Where a tools/call argument-schema failure lands (verified — this is the shipped behavior, pinned by tests/test_schema.c test_tools_call_schema_violation and tests/test_tools.c): it does NOT come back as a -32602 JSON-RPC error. The server builds a tool-level result ‘{ "isError": true, "content": [{ "type": "text", "text": "Invalid arguments for tool &rsquo;<name>': <message> (path: <path>, keyword: <keyword>)" }] }(src/server.c, thecmcp_schema_validate branch in thetools/calldispatch). The{path, keyword, message} detail is preserved, just rendered into the result-channel text rather than the error-channeldata`.
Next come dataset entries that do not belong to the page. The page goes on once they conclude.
PR #3850, opened 2015-09-08
CDAP-3591 ability to write to multiple sinks in etl realtime

albertshau:
Adding the ability to write to multiple sinks in the etl realtime
application. The exact same data will be written to all sinks.
If transactional sinks are used, a failure to write to one sink
will cause that write to other sinks to fail. If non-transactional
sinks are used, a write to one sink can succeed while a write to
another sink can fail.

### DIFF
--- a/cdap-app-templates/cdap-etl/cdap-etl-batch-app/src/main/java/co/cask/cdap/app/etl/batch/ETLMapReduce.java
+++ b/cdap-app-templates/cdap-etl/cdap-etl-batch-app/src/main/java/co/cask/cdap/app/etl/batch/ETLMapReduce.java
@@ -62,10 +62,11 @@ import java.util.Map;
 public class ETLMapReduce extends AbstractMapReduce {
   public static final String NAME = ETLMapReduce.class.getSimpleName();
   private static final Logger LOG = LoggerFactory.getLogger(ETLMapReduce.class);
+  private static final Type STRING_LIST_TYPE = new TypeToken<List<String>>() { }.getType();
   private static final Gson GSON = new Gson();
 
   private BatchSource batchSource;
-  private BatchSink batchSink;
+  private List<BatchSink> batchSinks;
   private Metrics mrMetrics;
 
   // this is only visible at configure time, not at runtime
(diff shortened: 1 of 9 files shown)


albertshau:
http://builds.cask.co/browse/CDAP-DUT2769

cdap-app-templates/cdap-etl/cdap-etl-batch-app/src/main/java/co/cask/cdap/app/etl/batch/ETLMapReduce.java
```diff
@@ -176,6 +184,9 @@ public void initialize(MapReduceContext context) throws Exception {
 
       addTransforms(pipeline, transformInfos, context);
 
+      List<String> sinkPluginIds = GSON.fromJson(properties.get(Constants.Sink.PLUGINIDS), STRING_LIST_TYPE);
+      // multi-output for mapreduce coming in a later PR
+      String sinkPluginId = sinkPluginIds.get(0);
```
bdmogal: oh, so this is only temporary?

cdap-app-templates/cdap-etl/cdap-etl-core/src/main/java/co/cask/cdap/template/etl/common/PipelineRegisterer.java
```diff
@@ -106,22 +114,41 @@ public Pipeline registerPlugins(ETLConfig config, Class errorDatasetType, Datase
...
+    List<PipelineConfigurable> sinks = new ArrayList<>();
+    for (ETLStage sinkConfig : sinkConfigs) {
+      String sinkPluginId = PluginID.from(Constants.Sink.PLUGINTYPE, sinkConfig.getName(), pluginNum).getID();
+      sinkPluginIds.add(sinkPluginId);
+
+      // try to instantiate the sink
+      PipelineConfigurable sink = configurer.usePlugin(Constants.Sink.PLUGINTYPE, sinkConfig.getName(),
+        sinkPluginId, getPluginProperties(sinkConfig));
+      if (sink == null) {
+        throw new IllegalArgumentException(String.format("No Plugin of type '%s' named '%s' was found.",
```
bdmogal: is there anyway users could recover from this error? should we tell them how in the error message?

bdmogal:
Couple minor questions, LGTM otherwise.

cdap-app-templates/cdap-etl/cdap-etl-batch-app/src/main/java/co/cask/cdap/app/etl/batch/ETLMapReduce.java
albertshau: yep later it will instantiate all sinks and write to all of them

cdap-app-templates/cdap-etl/cdap-etl-core/src/main/java/co/cask/cdap/template/etl/common/PipelineRegisterer.java
albertshau: i will add more detail, something about checking that the type and name are correct, then checking that the plugin artifact exists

This is a deliberate divergence from a strict reading of the MCP spec (which leans toward -32602 for invalid params) and matches the TypeScript reference SDK's server-everything, which also returns bad arguments as an isError result — so cMCP stays wire-compatible with the reference implementation real hosts interoperate against. A host must therefore inspect BOTH channels to catch a bad call: resp.error (JSON-RPC: unknown tool → -32602, transport failures) AND result.isError (tool result: bad arguments, handler-reported failure). The -32602 INVALID_PARAMS error channel is still used for protocol- level rejections — unknown tool name, malformed protocolVersion, missing required prompts/get argument — just not for tools/call argument-schema validation.

Combinator error semantics

For anyOf / oneOf / not, the validator surfaces the combinator keyword itself as the failure (e.g. "keyword": "anyOf"), not the inner failure of one of the branches. The intuition: when none of the disjuncts match, no single branch is "the" reason — only the disjunction failed. For allOf, the first failing branch's inner error surfaces verbatim (it IS "the" reason).

Where validation runs

Validation is invoked by src/server.c immediately before a tool handler is dispatched. Tools registered with input_schema = NULL opt out — the handler receives whatever arguments the client sent, unchecked. (This is convenient for tools whose argument shape can't be expressed in this subset; most tools should declare a schema.)